In a 20 degree room I got a surface temp of 38 degrees with no thermostat. So I could hold my hand on it safely, but I'd use a thermostat in an actual application of this set up.
I'm very impressed with this method and will use it instead of a tile over routed wood now. 
Mike I will bring a sample to the next WAHS meeting for all to see. Great invention/idea for a basking spot. 15w heat cord vs 100w ceramic is a massive electricity saving!


----------



## t.Man (Oct 1, 2011)

I went to some sign shops around me yesterday, turns out that they don't tend to use 10mm fluteboard, one place I went to gave me an off-cut of some 10mm*5mm fluteboard, I had to cut slits down the flutes that I was using, but it's working well.


KaotikJezta said:


> If any one finds out where to buy it in Melbourne in single sheets please let me know, found stacks of suppliers but you have to buy in either pallets or packs of 10.


Have you tried Corex in Dandenong?


----------



## SamNabz (Oct 1, 2011)

While it's a clever idea, I can honestly think of no reasons where I would use something like this...

I only use heat cords, and 1 length heats multiple tubs. If I was to route the cord through the corflute, then realistically I'll be using a whole length of heat cord to make 1 heatmat used to heat 1 tub OR use a length to make 1 long/large heat mat to sit under multiple tubs. Meaning all it's doing is putting a cover over the heatcoard..

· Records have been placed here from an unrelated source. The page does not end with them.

PR #2219, opened 2026-05-01
fix(index): Fixing name collision for label `tags` in tantivy index

srivik:
Description:                                                                                                                                                                                             
                                                                                                                                                                                                           
  ## Summary                                                                                                                                                                                               
  - Fixes a bug where filtering by a label whose name matches the MapColumn name                                                                                                                           
    (e.g., `tags="b1.metal"` when the partition schema MapColumn is also named "tags")                                                                                                                     
    returns no data in the Tantivy index                                                                                                                                                                   
  - The root cause is Tantivy's `find_field_with_default` resolving the field name to                                                                                                                      
    the JSON field itself with an empty prefix, producing an incorrect query term                                                                                                                          
  - Group-by (`by (tags)`) was unaffected because it reads from partition key binary data                                                                                                                  
    directly, bypassing the index                                                                                                                                                                          
                                                                                                                                                                                                           
  ## Changes                                                                                                                                                                                               
  - Added `resolve_field_with_default()` in `query_parser.rs` that detects when a field                                                                                                                    
    name collides with the JSON column name and treats it as a subfield path                                                                                                                               
  - Applied the fix to equals, regex, prefix, and term-in query paths                                                                                                                                      
  - Applied equivalent fix in `reader.rs` for label value lookups                                                                                                                                          
                                                                                                                                                                                                           
  ## Test plan                                                                                                                                                                                             
  - [x] Rust unit tests: equals, regex, term-in, prefix with map column name collision                                                                                                                     
  - [x] Scala integration test: end-to-end indexing + querying with `tags:map` schema                                                                                                                      
  - [ ] Verify on deployment with `part-key-index-type = tantivy` that `tags="value"`                                                                                                                      
        filters now return correct results

### DIFF
--- a/core/src/rust/filodb_core/src/query_parser.rs
+++ b/core/src/rust/filodb_core/src/query_parser.rs
@@ -176,6 +176,29 @@ fn value_with_prefix(prefix: &str, value: &str) -> String {
     )
 }
 
+/// Resolve a field name to a (Field, prefix) pair, handling JSON map columns.
+///
+/// When the field name matches the JSON (map) column itself, we treat it as a
+/// subfield lookup within that JSON column rather than a direct field query.
+/// This handles the case where a label has the same name as the map column
+/// (e.g., a label "tags" inside a map column also named "tags").
+fn resolve_field_with_default<'a>(
+    schema: &'a Schema,
+    default_field: Option<Field>,
+    field_name: &'a str,
+) -> Option<(Field, &'a str)> {
+    let (field, prefix) = schema.find_field_with_default(field_name, default_field)?;
+
+    // If the resolved field is the default JSON field and the prefix is empty,
+    // it means the field name matched the JSON column name directly. Treat the
+    // field name as a subfield path within the JSON column instead.
+    if prefix.is_empty() && default_field == Some(field) {
+        Some((field, field_name))
+    } else {
+        Some((field, prefix))
+    }
+}
+
 /// Build a query using a specified field and value, handling JSON
 /// fields
 ///
@@ -194,7 +217,7 @@ fn query_with_field_and_value<T>(
 where
     T: FnOnce(Field, &str) -> Result<Box<dyn Query>, TantivyError>,
 {
-    let Some((field, prefix)) = schema.find_field_with_default(field, default_field) else {
+    let Some((field, prefix)) = resolve_field_with_default(schema, default_field, field) else {
         // If it's an invalid field then map to an empty query, which will emulate Lucene's behavior
         return Ok(Box::new(EmptyQuery));
     };
@@ -251,7 +274,7 @@ fn parse_term_in_query<'a>(
     for _ in 0..term_count {
         let (input, text) = parse_string(next_input)?;
 
-        if let Some((field, prefix)) = schema.find_field_with_default(&column, default_field) {
+        if let Some((field, prefix)) = resolve_field_with_default(schema, default_field, &column) {
             terms.push(Term::from_field_text(
                 field,
                 &value_with_prefix(prefix, &text),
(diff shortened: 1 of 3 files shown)


sandeep6189:
please update the PR header (according to the format) and add PR description

core/src/rust/filodb_core/src/query_parser.rs
```diff
@@ -176,6 +176,29 @@ fn value_with_prefix(prefix: &str, value: &str) -> String {
     )
 }
 
+/// Resolve a field name to a (Field, prefix) pair, handling JSON map columns.
```
sandeep6189, line 179: nitpick: lets add the following flow chart as code comment ? ( for future references ) - the same fix is in reader.rs, so any common place would work.
```
                                                                                                                                                                            
  Indexed columns:                                                                                                                                                          
    ┌────────────┐  ┌────────────┐  ┌────────────┐                                                                                                                          
    │   _ws_     │  │   _ns_     │  │  __name__  │  ← real indexed columns                                                                                                  
    └────────────┘  └────────────┘  └────────────┘                                                                                                                          
                                                                                                                                                                            
  JSON map column (the "default field"):                                                                                                                                    
    ┌─────────────────────────────────────────────┐                                                                                                                         
    │   tags  (JSON column)                       │                                                                                                                         
    │                                             │                                                                                                                         
    │   { "instance": "i-001",                    │
    │     "job": "node",                          │                                                                                                                         
    │     "tags": "some-value"  ← LABEL named     │         
    │   }                          same as column │                                                                                                                         
    └─────────────────────────────────────────────┘                                                                                                                         
                                                                                                                                                                            
  Now query: tags="some-value"                                                                                                                                              
                                                                                                                                                                            
  Behavior WITHOUT this function                                                                                                                                                  
----------------------------------------   
  schema.find_field_with_default("tags", Some(json_field))                                                                                                                  
         │                                                  
         │ "tags" IS an indexed field name (the JSON column itself!)
         │ So it returns the JSON column directly with empty prefix                                                                                                         
         │                                                                                                                                                                  
         ▼                                                                                                                                                                  
  returns (json_field, "")         ← prefix = empty                                                                                                                         
         │                                                                                                                                                                  
         ▼
  value_with_prefix("", "some-value") → "some-value"                                                                                                                        
         │                                                  
         ▼
  TermQuery: search json_field for literal value "some-value"
         │                                                                                                                                                                  
         ▼
  ✗ WRONG — searches the entire JSON blob for literal "some-value"                                                                                                          
     misses documents where "tags" subfield = "some-value"                                                                                                                  
                                                                                                                                                                            
  Behavior WITH this function                                                                                                                                                    
----------------------------------------                                                                                                                                                                            
  schema.find_field_with_default("tags", Some(json_field))                                                                                                                  
         │                                                  
         │ Returns (json_field, "")
         ▼
                                                                                                                                                                            
  resolve_field_with_default checks:
     prefix.is_empty() && default_field == Some(field)                                                                                                                      
     ↑                    ↑                                                                                                                                                 
     "no prefix"          "and the field IS the default JSON field"                                                                                                         
     │                                                                                                                                                                      
     │ This means: the user's field name matches the JSON column name                                                                                                       
     │             → they actually want a subfield lookup                                                                                                                   
     │                                                                                                                                                                      
     ▼                                                                                                                                                                      
  returns (json_field, "tags")     ← prefix = the field name itself                                                                                                         
         │                                                  
         ▼
  value_with_prefix("tags", "some-value") → "tags\0ssome-value"                                                                                                             
         │
         ▼                                                                                                                                                                  
  TermQuery: search json_field for "tags\0ssome-value"      
         │                                                                                                                                                                  
         ▼
  ✓ CORRECT — finds documents where the "tags" subfield in JSON = "some-value"  
```

sandeep6189 (approved):
Thank you for taking this up @srivik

So really, what is the point? Not trying to be a jerk, but if you have genuine ideas of why this is a great idea, I'd love to hear them...


----------



## Snowman (Oct 1, 2011)

Sam people often route grooves into the floor of their enclosures for the heat cord then place a tile over the top. One heat cord per enclosure. It creates a basking spot for adult bhp's, woma's, stimi,s etc. If you have a lot of snakes it's cheaper to run 25w per enclosure for adult snakes than a 100w ceramic or globe per enclosure. Cords are very versatile and can have more uses than just heating click clacks. I've made a basking shelf for my imbricata with heat cord and a tile and it works very well. it's a newer method than lights and ceramics. So not as popular. Heat mats seem to catch on fire a lot or burn out so again not as versatile as heat cord.


----------



## RSPcrazy (Oct 1, 2011)

Does anyone know where to find 10mm corflute around the Windsor NSW area? 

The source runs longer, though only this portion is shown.